Your goal :: Return the whole of the data exactly.

Collected data ::

"""

PR #1943, opened 2023-08-23
Add new rule `template-indent`

patricklx:
uses the base eslint indent rule to make indents for templates.

similar implementation like typescript/indent https://github.com/typescript-eslint/typescript-eslint/blob/main/packages/eslint-plugin/src/rules/indent.ts

depends on #1942

### DIFF
--- a/docs/rules/template-indent.md
+++ b/docs/rules/template-indent.md
@@ -23,18 +23,6 @@ Otherwise, it receives the same options as the original and can run together wit
 
 Enforce consistent indentation for fcct templates
 
-```js
-const rules = {
-  'ember/template-indent': [
-    'error',
-    2, // or 'tab'
-    {
-      ignoreComments: false,
-      ignoredNodes: []
-    }
-  ]
-};
-```
 
 ## Examples
 
--- a/docs/rules/template-indent.md
+++ b/docs/rules/template-indent.md
@@ -1,0 +1,66 @@
+# ember/template-indent
+
+🔧 This rule is automatically fixable by the [`--fix` CLI option](https://eslint.org/docs/latest/user-guide/command-line-interface#--fix).
+
+<!-- end auto-generated rule header -->
+
+This rule extends the base [eslint indent](https://eslint.org/docs/latest/rules/indent) rule, but only applies the indents to Glimmer Nodes.
+
+Otherwise, it receives the same options as the original and can run together with the base rule.
+
+## Configuration
+
+<!-- begin auto-generated rule options list -->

"""

Task result ::
PR #1943, opened 2023-08-23
Add new rule `template-indent`

patricklx:
uses the base eslint indent rule to make indents for templates.

similar implementation like typescript/indent https://github.com/typescript-eslint/typescript-eslint/blob/main/packages/eslint-plugin/src/rules/indent.ts

depends on #1942

### DIFF
--- a/docs/rules/template-indent.md
+++ b/docs/rules/template-indent.md
@@ -23,18 +23,6 @@ Otherwise, it receives the same options as the original and can run together wit
 
 Enforce consistent indentation for fcct templates
 
-```js
-const rules = {
-  'ember/template-indent': [
-    'error',
-    2, // or 'tab'
-    {
-      ignoreComments: false,
-      ignoredNodes: []
-    }
-  ]
-};
-```
 
 ## Examples
 
--- a/docs/rules/template-indent.md
+++ b/docs/rules/template-indent.md
@@ -1,0 +1,66 @@
+# ember/template-indent
+
+🔧 This rule is automatically fixable by the [`--fix` CLI option](https://eslint.org/docs/latest/user-guide/command-line-interface#--fix).
+
+<!-- end auto-generated rule header -->
+
+This rule extends the base [eslint indent](https://eslint.org/docs/latest/rules/indent) rule, but only applies the indents to Glimmer Nodes.
+
+Otherwise, it receives the same options as the original and can run together with the base rule.
+
+## Configuration
+
+<!-- begin auto-generated rule options list -->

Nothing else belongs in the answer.